Rick Rubin

Rick Rubin (Presspic Twitter)

Produzentenlegende aus New York, die fast jedes Genre mit eigenem Stempel versieht: Rick Rubin verfeinerte Alben von unter anderem Beastie Boys, Slayer, Johnny Cash, Adele oder Lana Del Rey.

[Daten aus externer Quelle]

PR #63, opened 2022-04-21
Fix other tests affected by invalid seed user

mattbroussard:
Depends on #62

As mentioned in #62's description, in the course of working on the PR I discovered some other tests failing locally because they referenced users that do not exist in the users seed. This fixes that for the other affected tests that were not directly related to what I was doing in #62.

I also found that two tests depended on a specific number of users that did not match what the seed creates and fixed that here too.

More broadly, I'm wondering if I'm misunderstanding the use case of these DB seeds -- I assumed they were intended just for local and test environments, but the existence of #15 implies they are used for creating agencies, keywords, etc. in production as well? It also seems that for the issues above to arise, the users seed would have needed to be modified after the tests were written (indeed #36 seems to be the culprit). Perhaps there should be a separate set of (seldom changed) seeds for API tests specifically?

### DIFF
--- a/packages/server/__tests__/api/agencies.test.js
+++ b/packages/server/__tests__/api/agencies.test.js
@@ -34,7 +34,7 @@ describe('`/api/organizations/:organizationId/agencies` endpoint', async () => {
 
     before(async function beforeHook() {
         this.timeout(9000); // Getting session cookies can exceed default timeout.
-        fetchOptions.admin.headers.cookie = await getSessionCookie('michael@stanford.notreal');
+        fetchOptions.admin.headers.cookie = await getSessionCookie('mindy@usdigitalresponse.org');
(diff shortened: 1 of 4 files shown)


Rapol:
After double checking I think you are right.

There are two integration tests
test:db - have their own fixtures at packages/server/__tests__/db/seeds/fixtures.js
test:api - uses knex.js seeds at packages/server/seeds/dev/index.js

For a short term fix, we should create a new knex.js seed folder named test and copy the current seeds. We then can modify them without breaking our production seeds 😅

Rapol (approved):
I ran both db and api tests and they are passing. Thanks!

mattbroussard:
>For a short term fix, we should create a new knex.js seed folder named test and copy the current seeds. We then can modify them without breaking our production seeds 😅

I'll look into this, but I think it belongs in a separate PR so merging this one as-is (and also to unblock merging my other one #65).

Soll man das herausragendste von Rick Rubin produzierte Album nennen, wird es schwer, denn es sind so viele unterschiedliche und stets außergewöhnliche Werke. Einig sind sich jedoch alle darin, dass er dem aus dem Blickfeld der Öffentlichkeit geratenen Country-Sänger im Alter zu einer zweiten Karriere mit dessen "American Recordings" verschaffte. Damit produzierte er das 81 (!) Album Cashs, die in dessen Wohnzimmer mit Akustikgitarre aufgeommen wurde. Die Zusammenarbeit beider führte zu der eindringlichen Gänsehaut-Version von Nine Inch Nails‘ "Hurt".

Video: Johnny Cash - Hurt

Biografie Rick Rubin:

1963 als Frederick Jay Rubin auf Long Island, New York geboren spielte der sich schließlich Rick Rubin nennende Musikfan Anfang der 80er Jahre Gitarre bei der Hardcore-Band The Pricks.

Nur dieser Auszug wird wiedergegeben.